# Der DVD/Blu-Ray-Regal Bilderthread



## feivel (21. März 2010)

irgendwie such ich momentan eben Anregungen


----------



## Two-Face (21. März 2010)

Wieso DvD/Blu-Ray-Regal? Einfach "Filmregal" reicht doch auch.


----------



## »EraZeR« (21. März 2010)

Ich habe mir bei Ikea das folgende geholt. 19.99€ und genug Platz.


----------



## Portvv (30. März 2010)

ebendfalls von ikea nur ein bissen anders aufgebaut


----------



## Painkiller (30. März 2010)

feivel schrieb:


> irgendwie such ich momentan eben Anregungen


 

Ich auch, aber für ein neues Regal...
Brauch ein wirklich großes. (ca. 300 DVD´s)

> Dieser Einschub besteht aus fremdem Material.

PR #1127, opened 2026-07-01
Feature/sc 73191/udpate state behavior of dedup feature to

LudvikQuix:
The motivation (populated legacy store couldn't adopt TTL without a destructive state reset, impossible in Quix Cloud), the migration engine (legacy_records_ttl, chunked/bounded, one-time, durable), recovery correctness (__ttl_stamped__ header, OP-4 cold-restore completion, memory-backend parity), migration-only semantics, the two-tier logging + QUIXSTREAMS_STATE_LOG_LEVEL env var, the docs, backward-compat guarantees, a new-config table, and the test inventory


LudvikQuix:
will be delivered with [PR1129](https://github.com/quixio/quix-streams/pull/1129)

PR #1128, opened 2026-07-01
fix: TTL sweep no longer deletes a key refreshed in the same flush

Vedant-Agarwal:
## What

The TTL sweep (`_run_sweep`, called from `RocksDBStorePartition.write()`) can **silently delete a key that was just refreshed with a fresh TTL in the same flush** — data loss.

## Why

`write()` stages the transaction's writes into the `WriteBatch` first, then runs `_run_sweep`. The sweep reads the main value via `main_cf.get(user_key)`, which sees **committed disk state, not the uncommitted batch**. So when a key with an expired stamp is refreshed (re-`set` with a new TTL) in the same flush:

1. the batch stages `put(user_key, fresh_value)`;
2. the sweep reads the **stale** committed value, finds its old stamp still matches the old index entry (`main_expires_at == idx_expires_at`), and stages `batch.delete(user_key)`;
3. RocksDB applies batch ops in insertion order → the delete lands **after** the put and wins → the fresh value is removed from disk.

This hits the most natural TTL pattern: `state.set(k, v, ttl=...)` to keep a key alive.

### Reproduction
t=1000 `set(k, v1, ttl=100ms)` (expires 1100); t=2000 `set(k, v2, ttl=100ms)` (expires 2100, still alive since high-water=2000). After the second flush, `get(k)` returns `None` — the freshly-written `v2` was swept. (Added as a regression test; it fails on `main`, passes with this fix.)

## Fix

Pass the set of default-CF keys re-written in this flush into `_run_sweep` and **skip deleting any of them** — drop only the stale index pointer (the fresh stamp's own index entry governs its future expiry). Default behaviour for non-refreshed keys is unchanged.

Related to the TTL feature added in #1107.

### DIFF
--- a/quixstreams/state/rocksdb/partition.py
+++ b/quixstreams/state/rocksdb/partition.py
@@ -270,6 +270,11 @@ class RocksDBStorePartition(StorePartition):
         # For unflipped partitions this commits the cache as-is — exactly the
         # v3.23.6 behavior. For flipped partitions the transaction layer has
         # already stamped values and emitted index-CF writes into the cache.
+        # Keys re-written into the default CF in this same flush. The TTL sweep
+        # reads committed disk state (not this uncommitted batch), so it must not
+        # delete a key the batch just refreshed — otherwise the stale-read delete
+        # clobbers the fresh write.
+        staged_default_keys: set[bytes] = set()
         for cf_name in column_families:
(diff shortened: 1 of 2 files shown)


peter-quix:
Thank you, super-seeded by #1129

Wenn also jemand eine Empfehlung hat, nur her damit....


----------



## »EraZeR« (31. März 2010)

Schau mal bei Ikea nach, da findeste sowas immer recht günstig.


----------



## feivel (31. März 2010)

leider gibts bei ikea das benno nicht mehr...das hätte ich gerne nochmal mehrfach.....
und billys sind ja fast ein wenig mächtig..und persönlich hätte ich gern längsregale


----------



## »EraZeR« (31. März 2010)

Echt? Sicher das es nicht nur ausverkauft war?


----------



## feivel (31. März 2010)

ist ja auch nicht mehr im programm vorhanden...von dem her...zumindest ziemlich sicher....


----------



## »EraZeR« (31. März 2010)

Da bin ich froh, das ich noch eins bekommen habe. Finde das nämlich super praktisch. Kostet nicht viel, nimmt wenig Platz weg und fast viele Hüllen.


----------



## »EraZeR« (29. April 2010)

Ich war übrigens letzt Woche mal wieder bei Ikea und es gab das Regal immer noch!


----------



## feivel (29. April 2010)

im katalog und im unseren aber nicht..vielleicht restposten?


----------



## »EraZeR« (29. April 2010)

Ne, der stand da ganz normal in allen Farben rum. Und im Lager waren auch noch massig welche vorhanden.

IKEA | Aufbewahrungsmöbel | CD- & DVD-Möbel | BENNO | CD-/ DVD-Turm

Ist doch lieferbar!


----------



## feivel (29. April 2010)

ist aber nicht das ich suche..ich suche nicht das stehende..sondern das waagerechte...und das find ich nicht...


----------